===== Available data =====

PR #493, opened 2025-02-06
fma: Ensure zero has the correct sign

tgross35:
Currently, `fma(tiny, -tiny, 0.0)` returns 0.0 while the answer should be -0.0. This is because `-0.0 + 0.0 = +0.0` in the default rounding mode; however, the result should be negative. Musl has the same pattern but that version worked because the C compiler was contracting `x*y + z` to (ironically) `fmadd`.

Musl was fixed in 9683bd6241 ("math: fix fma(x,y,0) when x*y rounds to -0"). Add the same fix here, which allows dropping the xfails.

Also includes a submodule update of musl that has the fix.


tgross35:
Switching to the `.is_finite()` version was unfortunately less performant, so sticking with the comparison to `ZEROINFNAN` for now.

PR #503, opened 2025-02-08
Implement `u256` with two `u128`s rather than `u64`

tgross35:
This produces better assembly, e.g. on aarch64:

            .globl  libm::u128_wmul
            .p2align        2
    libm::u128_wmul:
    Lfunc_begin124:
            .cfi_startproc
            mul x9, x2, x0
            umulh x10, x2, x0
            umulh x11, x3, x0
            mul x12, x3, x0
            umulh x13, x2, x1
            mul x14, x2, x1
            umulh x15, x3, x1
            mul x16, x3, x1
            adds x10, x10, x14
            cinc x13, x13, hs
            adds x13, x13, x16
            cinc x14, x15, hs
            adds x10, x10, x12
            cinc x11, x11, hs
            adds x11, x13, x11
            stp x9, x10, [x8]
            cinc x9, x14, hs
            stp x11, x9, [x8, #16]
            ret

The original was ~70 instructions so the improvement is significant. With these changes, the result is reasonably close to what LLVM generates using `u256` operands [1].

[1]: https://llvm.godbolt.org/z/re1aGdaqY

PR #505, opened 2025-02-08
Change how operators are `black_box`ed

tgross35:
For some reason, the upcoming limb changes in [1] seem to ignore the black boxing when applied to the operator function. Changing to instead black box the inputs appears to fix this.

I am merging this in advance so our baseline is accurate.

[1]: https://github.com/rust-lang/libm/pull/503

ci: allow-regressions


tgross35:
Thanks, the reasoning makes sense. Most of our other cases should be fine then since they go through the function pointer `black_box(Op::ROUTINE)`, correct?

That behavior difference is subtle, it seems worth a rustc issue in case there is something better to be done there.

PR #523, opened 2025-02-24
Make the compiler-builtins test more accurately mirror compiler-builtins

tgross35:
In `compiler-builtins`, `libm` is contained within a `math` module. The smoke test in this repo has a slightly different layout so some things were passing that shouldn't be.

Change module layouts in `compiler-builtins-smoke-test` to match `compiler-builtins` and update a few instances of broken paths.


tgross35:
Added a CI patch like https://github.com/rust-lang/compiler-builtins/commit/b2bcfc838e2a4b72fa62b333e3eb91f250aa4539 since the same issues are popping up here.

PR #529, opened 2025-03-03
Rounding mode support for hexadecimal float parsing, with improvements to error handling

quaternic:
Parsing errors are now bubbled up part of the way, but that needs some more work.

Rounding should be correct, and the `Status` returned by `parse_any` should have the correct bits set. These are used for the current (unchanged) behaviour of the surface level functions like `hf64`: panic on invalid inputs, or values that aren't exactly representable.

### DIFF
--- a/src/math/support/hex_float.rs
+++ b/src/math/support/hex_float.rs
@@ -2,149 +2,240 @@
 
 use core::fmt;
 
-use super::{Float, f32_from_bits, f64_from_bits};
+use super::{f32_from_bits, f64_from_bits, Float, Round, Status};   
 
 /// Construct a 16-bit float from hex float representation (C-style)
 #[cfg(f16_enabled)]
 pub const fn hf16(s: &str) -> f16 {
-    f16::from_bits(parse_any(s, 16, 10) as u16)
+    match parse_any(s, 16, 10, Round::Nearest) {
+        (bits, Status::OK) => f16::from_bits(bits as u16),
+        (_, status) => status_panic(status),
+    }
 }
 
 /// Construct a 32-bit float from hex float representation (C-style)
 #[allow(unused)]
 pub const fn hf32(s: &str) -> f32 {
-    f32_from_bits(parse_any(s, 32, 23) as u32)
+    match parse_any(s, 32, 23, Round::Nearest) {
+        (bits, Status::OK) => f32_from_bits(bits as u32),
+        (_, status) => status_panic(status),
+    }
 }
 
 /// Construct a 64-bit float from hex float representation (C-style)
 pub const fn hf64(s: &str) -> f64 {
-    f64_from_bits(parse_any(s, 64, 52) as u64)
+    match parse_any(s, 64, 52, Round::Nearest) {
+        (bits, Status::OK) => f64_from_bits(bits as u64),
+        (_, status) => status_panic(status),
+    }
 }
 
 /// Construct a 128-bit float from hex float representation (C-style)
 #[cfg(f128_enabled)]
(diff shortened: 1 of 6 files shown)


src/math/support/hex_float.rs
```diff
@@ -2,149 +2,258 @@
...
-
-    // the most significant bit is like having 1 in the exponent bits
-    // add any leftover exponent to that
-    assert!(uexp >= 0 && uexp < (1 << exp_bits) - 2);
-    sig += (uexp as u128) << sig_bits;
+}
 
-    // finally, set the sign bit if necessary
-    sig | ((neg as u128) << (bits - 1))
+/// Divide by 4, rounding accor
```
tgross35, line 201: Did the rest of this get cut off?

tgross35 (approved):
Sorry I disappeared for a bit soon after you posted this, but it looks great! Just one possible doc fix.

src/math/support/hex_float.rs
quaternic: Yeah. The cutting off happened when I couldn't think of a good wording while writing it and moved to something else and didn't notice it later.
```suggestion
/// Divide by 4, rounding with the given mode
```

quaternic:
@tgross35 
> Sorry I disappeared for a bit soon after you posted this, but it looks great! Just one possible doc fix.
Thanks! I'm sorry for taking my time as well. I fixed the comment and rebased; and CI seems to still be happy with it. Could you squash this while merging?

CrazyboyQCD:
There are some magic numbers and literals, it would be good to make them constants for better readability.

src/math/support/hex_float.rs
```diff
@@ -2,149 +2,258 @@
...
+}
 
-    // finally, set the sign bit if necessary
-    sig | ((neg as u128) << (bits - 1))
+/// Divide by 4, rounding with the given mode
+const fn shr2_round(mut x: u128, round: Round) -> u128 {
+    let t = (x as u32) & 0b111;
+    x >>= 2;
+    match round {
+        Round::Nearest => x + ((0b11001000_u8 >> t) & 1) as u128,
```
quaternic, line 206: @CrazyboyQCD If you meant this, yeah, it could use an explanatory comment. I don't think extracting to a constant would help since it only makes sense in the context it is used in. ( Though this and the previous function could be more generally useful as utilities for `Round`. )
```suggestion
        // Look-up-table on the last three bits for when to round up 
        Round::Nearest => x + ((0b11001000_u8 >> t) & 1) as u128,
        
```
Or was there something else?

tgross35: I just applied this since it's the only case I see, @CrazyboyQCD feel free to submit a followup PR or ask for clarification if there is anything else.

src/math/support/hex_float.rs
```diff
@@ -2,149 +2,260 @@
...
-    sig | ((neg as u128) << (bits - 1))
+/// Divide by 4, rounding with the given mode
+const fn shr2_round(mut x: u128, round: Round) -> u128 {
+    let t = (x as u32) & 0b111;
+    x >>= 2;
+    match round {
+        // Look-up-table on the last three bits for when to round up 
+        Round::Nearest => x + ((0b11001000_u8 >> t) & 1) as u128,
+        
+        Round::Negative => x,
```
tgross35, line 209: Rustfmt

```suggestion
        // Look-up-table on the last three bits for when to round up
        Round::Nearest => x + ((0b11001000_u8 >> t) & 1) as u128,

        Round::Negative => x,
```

=====

**Assignment:** Extract from the data every line where "match" shows up.

**Task result:**
Change module layouts in `compiler-builtins-smoke-test` to match `compiler-builtins` and update a few instances of broken paths.
+    match parse_any(s, 16, 10, Round::Nearest) {
+    match parse_any(s, 32, 23, Round::Nearest) {
+    match parse_any(s, 64, 52, Round::Nearest) {
+    match round {
+    match round {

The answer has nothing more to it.